Schoretsanitis Georgios, Haen Ekkehard, Stegmann Benedikt, Hiemke Christoph, Gründer Gerhard, Paulzen Michael
Department of Psychiatry, Psychotherapy and Psychosomatics, RWTH Aachen University, Aachen, Germany; JARA - Translational Brain Medicine, RWTH Aachen University, Aachen, Germany; University Hospital of Psychiatry, Bern, Switzerland.
Clinical Pharmacology, Dept. of Psychiatry and Psychotherapy, Dept. of Pharmacology and Toxicology, University of Regensburg, Regensburg, Germany.
Schizophr Res. 2017 Jul;185:51-57. doi: 10.1016/j.schres.2016.12.016. Epub 2016 Dec 16.
To disentangle an association between tobacco smoking, smoking habits and pharmacokinetic patterns such as plasma concentrations of risperidone (RIS), its active metabolite 9-hydroxyrisperidone (9-OH-RIS) and the active moiety, AM, (RIS+9-OH-RIS) in a naturalistic sample.
Plasma concentrations, dose adjusted plasma concentrations (C/D) of RIS, 9-OH-RIS and AM in patients out of a therapeutic drug monitoring (TDM) database were compared between smokers (n=401) and non-smokers (n=292).

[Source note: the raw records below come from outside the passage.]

PR #767, opened 2025-07-25
MESMER-M: test calibration of multiple scen & ens

### LINKED ISSUE #678: MESMER-M: calibrate multiple scenarios and ensemble members

### LINKED ISSUE #719: MESMER-M: multi-ens-multi-scen leftovers
There are two open points from https://github.com/MESMER-group/mesmer/pull/572#issuecomment-2988659770

- [ ] integration test for multi-ens-multi-scen MESMER-M
- [x] changelog entry for all multi-ens-multi-scen MESMER-M related changes

I will address the open points in a separate PR. Let's see maybe with a `"constant"` Yeo-Yohnson transformer this is a bit faster.

mathause:
- [ ] Closes #719
 - [ ] Closes #678
 - [ ] Tests added

The second test case has no result files yet - so it still fails. Also need to update the name of the output files.

Interesting how using a constant transformation makes the test faster even with more samples...

### DIFF
--- a/tests/integration/test_calibrate_mesmer_m.py
+++ b/tests/integration/test_calibrate_mesmer_m.py
@@ -77,8 +77,38 @@ def load_data(filecontainer):
     return out
 
 
-@pytest.mark.slow
-def test_calibrate_mesmer_m(test_data_root_dir, update_expected_files):
+@pytest.mark.parametrize(
+    (
+        "scenario",
+        "n_ens",
+        "yj_transformation",
+        "outname",
+    ),
+    [
+        pytest.param(
+            ["ssp585"],
+            "one",
+            "logistic",
+            "tasmax/one_scen_one_ens",
+            marks=pytest.mark.slow,
+        ),
+        pytest.param(
+            ["ssp126", "ssp585"],
+            "many",
+            "constant",
+            "tasmax/one_scen_one_ens",
+            marks=pytest.mark.slow,
+        ),
+    ],
+)
+def test_calibrate_mesmer_m(
+    scenario,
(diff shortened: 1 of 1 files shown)


veni-vidi-vici-dormivi:
Saving the monthly time doesn't work anymore when we have stacked samples:
`m_time = tas_stacked_m.time.rename("monthly_time")`

We should switch to saving the time of `tas_m_orig`: `m_time = xr.concat([tas_m_orig["historical"].time, tas_m_orig[scenario[0].time], dim="time")`.  I'll let you decide if you want to do it with and if else statement or come up with a way to generalize it.

mathause:
In the tests I am loading the data via `datatree` for both cases - so I decided to just get the time from the original monthly tas datatree:

```python
    time_hist = tas_m_orig["historical"].ds[["time"]]
    time_proj = tas_m_orig[scenario[0]].ds[["time"]]

    m_time = xr.concat([time_hist, time_proj], dim="time")
    m_time = m_time.time.rename("monthly_time")
```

Daily dosage of risperidone differed significantly with smokers receiving higher doses than patients in the control group (p=0.001). No differences were detected in plasma concentrations of the active moiety, RIS and 9-OH-RIS (p=0.8 for AM, p=0.646 for RIS and p=0.538 for 9-OH-RIS). However, dose corrected concentrations (C/D) of metabolite (C/D 9-OH-RIS) and active moiety (C/D AM) differed between significantly between groups (p=0.002 and p=0.007). After stratifying smokers to a group of moderate smokers (<20cigarettes/day) (RS1, n=109) and a group of heavy smokers (≥20cigarettes/day) (RS2, n=135), the comparison between non-smokers and both groups only showed lower values of C/D for 9-OH-RIS (p=0.011) for the group of moderate smokers while other pharmacokinetic parameters did not differ.
Apart from the well-known induction of CYP1A2 activity by polycyclic aromatic hydrocarbons, smoking might exert an effect on other CYP isoenzymes as well. A possible interpretation proposes a slight inducing effect of smoking on risperidone metabolism most likely via CYP3A4.
在一个自然样本中,理清吸烟、吸烟习惯与药代动力学模式之间的关联,如利培酮(RIS)、其活性代谢物9-羟基利培酮(9-OH-RIS)及活性部分(AM,即RIS + 9-OH-RIS)的血浆浓度。
比较治疗药物监测(TDM)数据库中吸烟者(n = 401)和非吸烟者(n = 292)的血浆浓度、RIS、9-OH-RIS和AM的剂量校正血浆浓度(C/D)。
利培酮的每日剂量差异显著,吸烟者接受的剂量高于对照组患者(p = 0.001)。活性部分、RIS和9-OH-RIS的血浆浓度未检测到差异(AM为p = 0.8,RIS为p = 0.646,9-OH-RIS为p = 0.538)。然而,代谢物(C/D 9-OH-RIS)和活性部分(C/D AM)的剂量校正浓度在组间差异显著(p = 0.002和p = 0.007)。将吸烟者分为中度吸烟者组(<20支/天)(RS1,n = 109)和重度吸烟者组(≥20支/天)(RS2,n = 135)后,非吸烟者与两组的比较仅显示中度吸烟者组9-OH-RIS的C/D值较低(p = 0.011),而其他药代动力学参数无差异。
除了众所周知的多环芳烃对CYP1A2活性的诱导作用外,吸烟可能也会对其他CYP同工酶产生影响。一种可能的解释是,吸烟对利培酮代谢可能有轻微的诱导作用,最有可能是通过CYP3A4。